* **Task item**
Filtering the records below, copy only those lines that include the word "small".
(Records to process begins)
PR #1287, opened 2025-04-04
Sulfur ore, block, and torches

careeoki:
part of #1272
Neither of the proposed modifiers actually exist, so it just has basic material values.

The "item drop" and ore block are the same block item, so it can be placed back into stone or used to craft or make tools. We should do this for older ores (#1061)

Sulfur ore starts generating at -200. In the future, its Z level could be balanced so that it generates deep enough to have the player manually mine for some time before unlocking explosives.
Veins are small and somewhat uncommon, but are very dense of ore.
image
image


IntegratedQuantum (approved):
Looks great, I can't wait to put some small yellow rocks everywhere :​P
(Records to process ends)
* **Exercise solution**
Veins are small and somewhat uncommon, but are very dense of ore.
Looks great, I can't wait to put some small yellow rocks everywhere :​P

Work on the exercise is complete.